(Stored data)

PR #105, opened 2023-10-10
Logger for tiledb-bioimg

ktsitsi:
In this PR:

- We introduce a logger in `tiledb-bioimg` package for easier debugging. The logging in the current commit is mostly focused on OMETiffConverter, Reader, Writer and the corresponding APIs. This initial implementation bootstraps the logging of other Converters as well. The logging messages for the rest converters will be added in following commits.
- Due to the dual nature of our API (Wrappers and Converter functions) we introduce for the wrappers an extra argument called `verbose`. This boolean when set to `True`, will enable DEBUG mode across the function calls and when `False` it will just behave in WARNING level debugging. 
- For the Converters API (consisting of `to_tiledb` and `from_tiledb`) we introduce an extra arg called `log` as a `Union[bool, logging.Logger]`. The reasoning behind this is dual. First with a boolean arg we can use the calls standalone enabling their own logger . For the `logging.Logger` case we allow this way the integration with the wrapper API calls `from_bioimg` and `to_bioimg` as well as we enable the user to pass his/her own logger and integrate it with the rest of the package. 
- This PR will be connected to a PR in TileDB-Cloud-Py client so the logging could be enabled from the ingestion Graph as well.

A sample of the usage is below:
```
[2023-10-10 16:05:46,773] [helpers] [get_logger_wrapper] [DEBUG] tiledb=(0, 23, 0), libtiledb=(2, 17, 0), tiledb-bioimg=(0, 2, 4, 'dev12', 'dirty')
[2023-10-10 16:05:46,773] [base] [to_tiledb] [DEBUG] Max tiles:{'T': 1, 'C': inf, 'Z': 1, 'Y': 1024, 'X': 1024}
[2023-10-10 16:05:46,773] [base] [to_tiledb] [DEBUG] Updated max tiles:{'T': 1, 'C': inf, 'Z': 1, 'Y': 1024, 'X': 1024}
[2023-10-10 16:05:46,775] [base] [to_tiledb] [DEBUG] Format version: None
[2023-10-10 16:05:46,775] [ome_tiff] [level_count] [DEBUG] Level count: 2
[2023-10-10 16:05:46,775] [base] [to_tiledb] [DEBUG] Compressors : {0: ZstdFilter(level=0), 1: ZstdFilter(level=0)}
[2023-10-10 16:05:46,775] [base] [to_tiledb] [DEBUG] Convert arguments : {'reader': <tiledb.bioimg.converters.ome_tiff.OMETiffReader object at 0x1385b3430>, 'rw_group': <tiledb.bioimg.helpers.ReadWriteGroup object at 0x13868d7c0>, 'max_tiles': {'T': 1, 'C': inf, 'Z': 1, 'Y': 1024, 'X': 1024}, 'preserve_axes': False, 'chunked': False, 'max_workers': 0, 'compressor': {0: ZstdFilter(level=0), 1: ZstdFilter(level=0)}}
[2023-10-10 16:05:46,775] [ome_tiff] [image_metadata] [DEBUG] Image metadata: {'channels': [{'id': 'Channel:0:0', 'name': 'Channel 0', 'color': {'red': 255, 'green': 0, 'blue': 0, 'alpha': 255}}, {'id': 'Channel:0:1', 'name': 'Channel 1', 'color': {'red': 0, 'green': 255, 'blue': 0, 'alpha': 255}}, {'id': 'Channel:0:2', 'name': 'Channel 2', 'color': {'red': 0, 'green': 0, 'blue': 255, 'alpha': 255}}], 'physicalSizeX': 0.499, 'physicalSizeXUnit': 'µm', 'physicalSizeY': 0.499, 'physicalSizeYUnit': 'µm'}
[2023-10-10 16:05:46,775] [ome_tiff] [level_count] [DEBUG] Level count: 2
[2023-10-10 16:05:46,775] [base] [to_tiledb] [INFO] Converting level: 0
[2023-10-10 16:05:46,775] [ome_tiff] [axes] [DEBUG] Reader axes: Axes(dims='CYX')
[2023-10-10 16:05:46,776] [ome_tiff] [level_shape] [DEBUG] Level 0 shape: (3, 2967, 2220)
[2023-10-10 16:05:46,776] [ome_tiff] [axes] [DEBUG] Reader axes: Axes(dims='CYX')
[2023-10-10 16:05:46,776] [ome_tiff] [level_shape] [DEBUG] Level 0 shape: (3, 2967, 2220)
[2023-10-10 16:05:46,776] [ome_tiff] [level_dtype] [DEBUG] Level 0 dtype: uint8
```

### DIFF
--- a/tiledb/bioimg/helpers.py
+++ b/tiledb/bioimg/helpers.py
@@ -298,7 +298,7 @@ def get_logger_wrapper(
     :return: logger instance
     """
 
-    level = logging.DEBUG if verbose else logging.INFO
+    level = logging.DEBUG if verbose else logging.WARNING
     logger = get_logger(level)
 
     logger.debug(
--- a/tiledb/bioimg/helpers.py
+++ b/tiledb/bioimg/helpers.py
@@ -1,5 +1,6 @@
 from __future__ import annotations
 
+import logging
 import os
 import sys
 from pathlib import Path
@@ -14,6 +15,7 @@ from tiledb.cc import WebpInputFormat
 
 from . import ATTR_NAME
 from .converters.axes import Axes, AxesMapper
+from .version import version_tuple
 
 
 class ReadWriteGroup:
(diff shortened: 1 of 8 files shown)


tiledb/bioimg/helpers.py
```diff
@@ -260,3 +262,50 @@ def is_win_path(scheme: str) -> bool:
...
+    verbose: bool = False,
+) -> logging.Logger:
+    """
+    Get a logger instance and log version information.
+
+    :param verbose: verbose logging, defaults to False
+    :return: logger instance
+    """
+
+    level = logging.DEBUG if verbose else logging.INFO
```
ihnorton, line 301: Am I following correctly that this will _always_ be set to `logging.INFO`? I think we need to be able to turn it off entirely (by default)...

ktsitsi: The default is indeed `logging.info` level. Even if the info logs are minimal I am totally positive to modify the default logger lever to `warning` so it turns off entirely. What do you think?

ihnorton: I would lean toward disabling by default unless you feel strongly otherwise - will defer to you.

### PROMPT
Where a line of the data above includes "ihnorton", copy that line.

### RESULT OF THIS EXERCISE
ihnorton, line 301: Am I following correctly that this will _always_ be set to `logging.INFO`? I think we need to be able to turn it off entirely (by default)...
ihnorton: I would lean toward disabling by default unless you feel strongly otherwise - will defer to you.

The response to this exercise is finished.